PR #7200, opened 2023-11-28
Do not pollute the global namespace

BertramScharpf:
Inside a Gem executable you get:

    TOPLEVEL_BINDING.local_variables    #=> [:version, :str]

This is not fair.

I decided to propose an `Object#tap` call because defining a function would pollute `TOPLEVEL_BINDING.private_methods`.

Maybe an even better way to solve the problem is to put the variable assignments and usage into a `module Gem ; ... ; end` block.

### DIFF
--- a/lib/rubygems/installer.rb
+++ b/lib/rubygems/installer.rb
@@ -766,23 +766,23 @@ class Gem::Installer
 
 require 'rubygems'
 #{gemdeps_load(spec.name)}
-version = "#{Gem::Requirement.default_prerelease}"
+"#{Gem::Requirement.default_prerelease}".tap { |version|
 
-str = ARGV.first
-if str
-  str = str.b[/\\A_(.*)_\\z/, 1]
-  if str and Gem::Version.correct?(str)
-    #{explicit_version_requirement(spec.name)}
-    ARGV.shift
+  if ARGV.first =~ /\\A_(.*)_\\z/
+    str = $1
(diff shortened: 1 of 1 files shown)


hsbt:
What's your issue?

BertramScharpf:
> What's your issue?

It's not a technical problem. It's a matter of style. My understanding of good programming style is to leave with a clean global name space.

lib/rubygems/installer.rb
```diff
@@ -766,23 +766,23 @@ def app_script_text(bin_file_name)
...
-if str
-  str = str.b[/\\A_(.*)_\\z/, 1]
-  if str and Gem::Version.correct?(str)
-    #{explicit_version_requirement(spec.name)}
-    ARGV.shift
+"#{Gem::Requirement.default_prerelease}".tap { |version|
+
+  if ARGV.first =~ /\\A_(.*)_\\z/
+    str = $1
+    if Gem::Version.correct?(str)
```
martinemde, line 773: This code is not strictly equivalent to the original code. I don't know with certainty that it would cause any problem, but this is a critical path for almost everything in ruby.

martinemde (approved):
I understand your concern is that a gem executable could not rely on str or version being unaltered in the top level namespace. You would need to compensate for this if you had a very strict need. However given that this is a critical path for every gem executable, I would suggest we need a better reason for changing it than style alone.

### WHAT YOU HAVE TO DO
Take the lines from the first line of the records through the line holding "-766,23 +766,23 @@ class Gem::Installer", both included, and please reproduce them exactly with nothing added.

### RESULT
PR #7200, opened 2023-11-28
Do not pollute the global namespace

BertramScharpf:
Inside a Gem executable you get:

    TOPLEVEL_BINDING.local_variables    #=> [:version, :str]

This is not fair.

I decided to propose an `Object#tap` call because defining a function would pollute `TOPLEVEL_BINDING.private_methods`.

Maybe an even better way to solve the problem is to put the variable assignments and usage into a `module Gem ; ... ; end` block.

### DIFF
--- a/lib/rubygems/installer.rb
+++ b/lib/rubygems/installer.rb
@@ -766,23 +766,23 @@ class Gem::Installer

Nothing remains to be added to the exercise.